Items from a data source

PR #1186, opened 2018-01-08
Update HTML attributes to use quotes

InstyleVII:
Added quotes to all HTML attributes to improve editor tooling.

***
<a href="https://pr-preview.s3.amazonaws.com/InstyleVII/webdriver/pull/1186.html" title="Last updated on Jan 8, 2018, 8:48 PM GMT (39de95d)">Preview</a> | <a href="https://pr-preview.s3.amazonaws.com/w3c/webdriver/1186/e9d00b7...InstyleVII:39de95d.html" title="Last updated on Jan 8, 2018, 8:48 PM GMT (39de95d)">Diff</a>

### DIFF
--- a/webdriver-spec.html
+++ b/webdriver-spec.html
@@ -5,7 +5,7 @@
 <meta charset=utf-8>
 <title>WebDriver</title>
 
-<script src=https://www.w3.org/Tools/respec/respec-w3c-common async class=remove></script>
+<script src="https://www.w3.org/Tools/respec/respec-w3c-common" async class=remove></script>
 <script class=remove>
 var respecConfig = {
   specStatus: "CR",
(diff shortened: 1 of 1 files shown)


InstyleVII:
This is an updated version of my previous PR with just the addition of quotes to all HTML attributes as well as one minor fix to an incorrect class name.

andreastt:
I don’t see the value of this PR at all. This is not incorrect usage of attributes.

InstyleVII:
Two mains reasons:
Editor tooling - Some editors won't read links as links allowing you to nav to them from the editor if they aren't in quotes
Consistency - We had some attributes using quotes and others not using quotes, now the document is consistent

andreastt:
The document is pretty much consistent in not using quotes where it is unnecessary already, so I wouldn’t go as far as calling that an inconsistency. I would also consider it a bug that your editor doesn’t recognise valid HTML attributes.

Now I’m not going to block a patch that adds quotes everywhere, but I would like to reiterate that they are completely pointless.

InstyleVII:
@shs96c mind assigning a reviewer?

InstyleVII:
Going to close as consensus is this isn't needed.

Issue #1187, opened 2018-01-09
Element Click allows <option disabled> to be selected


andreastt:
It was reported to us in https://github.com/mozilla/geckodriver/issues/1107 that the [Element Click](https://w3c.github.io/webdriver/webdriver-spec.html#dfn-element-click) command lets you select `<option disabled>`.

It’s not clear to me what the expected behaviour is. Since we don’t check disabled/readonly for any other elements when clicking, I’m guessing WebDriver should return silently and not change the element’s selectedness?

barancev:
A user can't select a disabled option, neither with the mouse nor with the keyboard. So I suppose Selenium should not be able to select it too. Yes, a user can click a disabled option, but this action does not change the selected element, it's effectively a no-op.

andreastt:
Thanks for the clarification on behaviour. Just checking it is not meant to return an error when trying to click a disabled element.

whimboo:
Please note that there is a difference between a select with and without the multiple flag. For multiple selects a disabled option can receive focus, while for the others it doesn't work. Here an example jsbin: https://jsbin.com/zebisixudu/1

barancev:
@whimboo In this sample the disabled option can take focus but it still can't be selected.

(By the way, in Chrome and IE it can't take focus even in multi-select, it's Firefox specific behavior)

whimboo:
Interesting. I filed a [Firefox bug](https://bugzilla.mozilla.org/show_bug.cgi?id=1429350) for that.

--

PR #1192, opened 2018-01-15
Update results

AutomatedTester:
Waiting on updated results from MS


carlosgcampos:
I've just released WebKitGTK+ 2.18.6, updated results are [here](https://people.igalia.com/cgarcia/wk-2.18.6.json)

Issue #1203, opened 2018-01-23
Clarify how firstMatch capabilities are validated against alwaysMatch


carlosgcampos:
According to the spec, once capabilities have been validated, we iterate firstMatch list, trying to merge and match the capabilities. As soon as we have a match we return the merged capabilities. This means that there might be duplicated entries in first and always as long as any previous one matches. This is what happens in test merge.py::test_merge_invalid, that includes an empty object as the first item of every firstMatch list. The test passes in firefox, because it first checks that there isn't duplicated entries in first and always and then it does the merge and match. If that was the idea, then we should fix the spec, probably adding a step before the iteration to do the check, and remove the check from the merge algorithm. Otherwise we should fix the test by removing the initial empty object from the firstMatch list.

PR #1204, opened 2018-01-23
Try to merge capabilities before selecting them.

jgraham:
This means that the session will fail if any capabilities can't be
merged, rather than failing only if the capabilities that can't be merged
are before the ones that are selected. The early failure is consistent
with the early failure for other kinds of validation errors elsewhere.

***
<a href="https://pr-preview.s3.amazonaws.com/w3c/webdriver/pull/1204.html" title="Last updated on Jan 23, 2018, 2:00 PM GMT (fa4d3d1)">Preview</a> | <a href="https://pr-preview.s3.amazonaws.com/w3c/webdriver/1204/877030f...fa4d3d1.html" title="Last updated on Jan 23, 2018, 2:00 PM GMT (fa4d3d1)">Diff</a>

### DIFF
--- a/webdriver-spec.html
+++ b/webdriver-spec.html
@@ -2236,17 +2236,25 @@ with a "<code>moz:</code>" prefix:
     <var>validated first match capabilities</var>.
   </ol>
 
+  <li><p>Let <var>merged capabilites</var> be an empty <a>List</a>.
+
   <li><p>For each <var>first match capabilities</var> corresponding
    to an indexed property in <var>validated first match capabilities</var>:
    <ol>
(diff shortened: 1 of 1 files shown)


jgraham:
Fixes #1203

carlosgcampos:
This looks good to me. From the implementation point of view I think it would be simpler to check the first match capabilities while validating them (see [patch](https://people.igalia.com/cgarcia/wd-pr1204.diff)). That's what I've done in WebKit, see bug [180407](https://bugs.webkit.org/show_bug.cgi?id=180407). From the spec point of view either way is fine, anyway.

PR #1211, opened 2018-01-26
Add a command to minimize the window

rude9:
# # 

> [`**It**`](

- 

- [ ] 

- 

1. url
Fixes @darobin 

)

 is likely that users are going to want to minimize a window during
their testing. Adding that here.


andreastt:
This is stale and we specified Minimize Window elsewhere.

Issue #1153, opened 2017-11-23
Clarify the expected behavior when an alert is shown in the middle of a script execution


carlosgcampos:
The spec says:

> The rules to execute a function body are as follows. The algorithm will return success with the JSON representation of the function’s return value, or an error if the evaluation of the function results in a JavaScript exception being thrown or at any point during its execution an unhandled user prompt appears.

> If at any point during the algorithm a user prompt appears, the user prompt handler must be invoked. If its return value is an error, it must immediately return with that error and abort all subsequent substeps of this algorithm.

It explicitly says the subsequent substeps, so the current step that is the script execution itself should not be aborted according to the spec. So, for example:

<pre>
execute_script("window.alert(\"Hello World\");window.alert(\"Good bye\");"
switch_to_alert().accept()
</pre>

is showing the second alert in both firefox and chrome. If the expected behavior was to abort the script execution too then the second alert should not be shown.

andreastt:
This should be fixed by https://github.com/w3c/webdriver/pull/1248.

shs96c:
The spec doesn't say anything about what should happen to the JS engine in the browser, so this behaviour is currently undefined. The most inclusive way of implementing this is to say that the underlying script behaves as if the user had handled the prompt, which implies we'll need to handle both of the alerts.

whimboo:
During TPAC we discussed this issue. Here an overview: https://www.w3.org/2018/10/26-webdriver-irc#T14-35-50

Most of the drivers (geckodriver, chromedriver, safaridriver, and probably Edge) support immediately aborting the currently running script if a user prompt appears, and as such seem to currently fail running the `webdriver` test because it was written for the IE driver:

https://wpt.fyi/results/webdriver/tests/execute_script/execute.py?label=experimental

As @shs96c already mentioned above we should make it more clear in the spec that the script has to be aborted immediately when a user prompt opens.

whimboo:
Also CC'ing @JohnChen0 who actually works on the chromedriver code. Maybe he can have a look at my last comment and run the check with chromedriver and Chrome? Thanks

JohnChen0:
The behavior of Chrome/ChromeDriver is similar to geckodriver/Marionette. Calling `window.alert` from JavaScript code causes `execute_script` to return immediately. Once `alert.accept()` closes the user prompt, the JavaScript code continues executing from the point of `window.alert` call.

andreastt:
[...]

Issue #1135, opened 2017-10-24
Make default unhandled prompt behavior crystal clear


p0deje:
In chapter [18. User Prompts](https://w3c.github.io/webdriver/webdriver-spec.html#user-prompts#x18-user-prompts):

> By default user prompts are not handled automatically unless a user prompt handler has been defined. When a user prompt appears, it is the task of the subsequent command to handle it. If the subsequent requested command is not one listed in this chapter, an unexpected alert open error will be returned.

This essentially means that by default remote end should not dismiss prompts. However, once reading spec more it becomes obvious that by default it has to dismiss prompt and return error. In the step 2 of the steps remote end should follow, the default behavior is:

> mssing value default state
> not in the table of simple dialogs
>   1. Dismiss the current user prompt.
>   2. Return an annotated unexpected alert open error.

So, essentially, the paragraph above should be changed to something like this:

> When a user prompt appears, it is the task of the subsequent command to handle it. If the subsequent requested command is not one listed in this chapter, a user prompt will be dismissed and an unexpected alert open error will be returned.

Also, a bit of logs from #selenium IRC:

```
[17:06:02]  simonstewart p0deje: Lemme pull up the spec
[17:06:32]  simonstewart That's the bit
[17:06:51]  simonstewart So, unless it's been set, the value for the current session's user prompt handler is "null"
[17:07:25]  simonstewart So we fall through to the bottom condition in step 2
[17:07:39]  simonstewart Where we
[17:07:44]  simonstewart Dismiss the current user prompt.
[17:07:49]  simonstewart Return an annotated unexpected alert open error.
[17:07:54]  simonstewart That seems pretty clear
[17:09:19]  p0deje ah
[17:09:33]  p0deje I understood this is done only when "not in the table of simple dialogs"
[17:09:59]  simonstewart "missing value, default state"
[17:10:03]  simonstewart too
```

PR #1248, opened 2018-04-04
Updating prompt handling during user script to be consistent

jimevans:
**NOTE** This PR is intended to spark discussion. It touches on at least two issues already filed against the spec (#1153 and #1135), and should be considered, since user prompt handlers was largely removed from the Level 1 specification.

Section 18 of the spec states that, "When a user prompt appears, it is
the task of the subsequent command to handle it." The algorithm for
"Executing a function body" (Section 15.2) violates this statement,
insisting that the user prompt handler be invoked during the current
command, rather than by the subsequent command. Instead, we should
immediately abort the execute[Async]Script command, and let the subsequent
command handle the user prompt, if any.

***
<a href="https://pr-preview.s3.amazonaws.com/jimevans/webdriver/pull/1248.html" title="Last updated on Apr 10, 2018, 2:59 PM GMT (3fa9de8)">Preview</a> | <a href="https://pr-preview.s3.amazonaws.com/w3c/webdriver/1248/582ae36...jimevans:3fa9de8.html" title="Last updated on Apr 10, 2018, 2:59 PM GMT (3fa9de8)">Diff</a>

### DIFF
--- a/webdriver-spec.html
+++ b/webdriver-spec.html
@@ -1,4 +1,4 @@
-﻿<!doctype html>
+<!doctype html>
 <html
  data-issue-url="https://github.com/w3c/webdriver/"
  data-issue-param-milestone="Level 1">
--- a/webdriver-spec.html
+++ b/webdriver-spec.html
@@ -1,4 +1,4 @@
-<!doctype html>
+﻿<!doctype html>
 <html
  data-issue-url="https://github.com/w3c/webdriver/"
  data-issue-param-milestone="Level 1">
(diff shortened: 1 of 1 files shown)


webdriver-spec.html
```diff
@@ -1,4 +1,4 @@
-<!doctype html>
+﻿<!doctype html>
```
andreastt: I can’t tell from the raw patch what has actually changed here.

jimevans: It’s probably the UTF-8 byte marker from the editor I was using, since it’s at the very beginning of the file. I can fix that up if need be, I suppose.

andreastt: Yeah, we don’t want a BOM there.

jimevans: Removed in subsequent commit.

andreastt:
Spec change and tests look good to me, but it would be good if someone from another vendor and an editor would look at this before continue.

---

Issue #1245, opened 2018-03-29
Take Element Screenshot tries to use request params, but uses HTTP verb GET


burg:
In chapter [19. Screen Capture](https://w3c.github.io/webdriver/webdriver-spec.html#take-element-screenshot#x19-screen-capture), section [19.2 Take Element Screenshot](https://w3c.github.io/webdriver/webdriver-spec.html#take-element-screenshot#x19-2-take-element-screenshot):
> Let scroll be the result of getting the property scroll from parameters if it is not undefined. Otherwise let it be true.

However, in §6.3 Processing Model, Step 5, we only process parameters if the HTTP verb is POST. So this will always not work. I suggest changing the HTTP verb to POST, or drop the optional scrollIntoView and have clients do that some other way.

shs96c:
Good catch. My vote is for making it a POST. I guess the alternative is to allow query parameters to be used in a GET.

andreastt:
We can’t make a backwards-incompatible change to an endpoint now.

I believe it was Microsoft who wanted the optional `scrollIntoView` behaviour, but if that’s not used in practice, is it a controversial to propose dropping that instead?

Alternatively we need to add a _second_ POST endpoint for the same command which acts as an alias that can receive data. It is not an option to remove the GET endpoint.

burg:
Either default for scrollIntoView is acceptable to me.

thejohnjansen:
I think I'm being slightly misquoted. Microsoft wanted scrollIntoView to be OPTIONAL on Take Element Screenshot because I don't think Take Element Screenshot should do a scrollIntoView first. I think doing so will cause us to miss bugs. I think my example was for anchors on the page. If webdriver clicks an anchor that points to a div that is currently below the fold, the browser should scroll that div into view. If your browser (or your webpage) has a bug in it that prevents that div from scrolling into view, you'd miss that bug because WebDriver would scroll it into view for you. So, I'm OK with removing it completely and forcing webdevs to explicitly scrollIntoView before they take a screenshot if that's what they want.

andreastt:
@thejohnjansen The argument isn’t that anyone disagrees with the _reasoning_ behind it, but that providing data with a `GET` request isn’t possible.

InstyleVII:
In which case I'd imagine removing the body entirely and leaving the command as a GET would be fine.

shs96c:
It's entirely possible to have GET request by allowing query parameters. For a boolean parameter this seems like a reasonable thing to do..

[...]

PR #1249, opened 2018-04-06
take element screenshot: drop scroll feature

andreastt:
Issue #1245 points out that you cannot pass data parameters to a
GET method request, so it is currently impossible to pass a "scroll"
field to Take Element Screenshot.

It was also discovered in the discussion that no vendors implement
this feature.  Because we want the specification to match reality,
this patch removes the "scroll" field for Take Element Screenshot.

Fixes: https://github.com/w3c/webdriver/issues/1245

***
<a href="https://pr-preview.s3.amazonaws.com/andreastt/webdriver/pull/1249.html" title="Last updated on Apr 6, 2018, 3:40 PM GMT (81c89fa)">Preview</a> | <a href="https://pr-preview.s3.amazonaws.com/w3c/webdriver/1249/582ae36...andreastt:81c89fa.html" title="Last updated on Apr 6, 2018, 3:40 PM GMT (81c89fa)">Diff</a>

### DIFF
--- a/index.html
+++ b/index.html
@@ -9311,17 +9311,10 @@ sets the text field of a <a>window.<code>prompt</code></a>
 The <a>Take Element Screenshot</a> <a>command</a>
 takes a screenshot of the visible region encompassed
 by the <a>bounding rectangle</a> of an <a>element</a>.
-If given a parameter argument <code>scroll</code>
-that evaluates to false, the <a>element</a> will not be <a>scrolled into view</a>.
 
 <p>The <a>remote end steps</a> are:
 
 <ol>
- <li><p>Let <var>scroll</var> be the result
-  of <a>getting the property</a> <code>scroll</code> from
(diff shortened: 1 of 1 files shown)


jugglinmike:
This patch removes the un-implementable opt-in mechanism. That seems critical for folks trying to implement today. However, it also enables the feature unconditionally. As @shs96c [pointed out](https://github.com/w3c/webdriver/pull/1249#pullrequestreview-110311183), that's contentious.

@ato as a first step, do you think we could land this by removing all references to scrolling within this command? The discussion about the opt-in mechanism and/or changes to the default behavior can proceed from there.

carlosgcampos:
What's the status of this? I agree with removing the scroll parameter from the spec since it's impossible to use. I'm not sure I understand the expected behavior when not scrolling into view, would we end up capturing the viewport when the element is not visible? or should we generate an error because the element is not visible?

Your task: All that belongs in the answer is the run of lines above from the line containing "Now I’m not" through the line containing "Interesting. I filed", exactly as written.

Response area:
Now I’m not going to block a patch that adds quotes everywhere, but I would like to reiterate that they are completely pointless.

InstyleVII:
@shs96c mind assigning a reviewer?

InstyleVII:
Going to close as consensus is this isn't needed.

Issue #1187, opened 2018-01-09
Element Click allows <option disabled> to be selected


andreastt:
It was reported to us in https://github.com/mozilla/geckodriver/issues/1107 that the [Element Click](https://w3c.github.io/webdriver/webdriver-spec.html#dfn-element-click) command lets you select `<option disabled>`.

It’s not clear to me what the expected behaviour is. Since we don’t check disabled/readonly for any other elements when clicking, I’m guessing WebDriver should return silently and not change the element’s selectedness?

barancev:
A user can't select a disabled option, neither with the mouse nor with the keyboard. So I suppose Selenium should not be able to select it too. Yes, a user can click a disabled option, but this action does not change the selected element, it's effectively a no-op.

andreastt:
Thanks for the clarification on behaviour. Just checking it is not meant to return an error when trying to click a disabled element.

whimboo:
Please note that there is a difference between a select with and without the multiple flag. For multiple selects a disabled option can receive focus, while for the others it doesn't work. Here an example jsbin: https://jsbin.com/zebisixudu/1

barancev:
@whimboo In this sample the disabled option can take focus but it still can't be selected.

(By the way, in Chrome and IE it can't take focus even in multi-select, it's Firefox specific behavior)

whimboo:
Interesting. I filed a [Firefox bug](https://bugzilla.mozilla.org/show_bug.cgi?id=1429350) for that.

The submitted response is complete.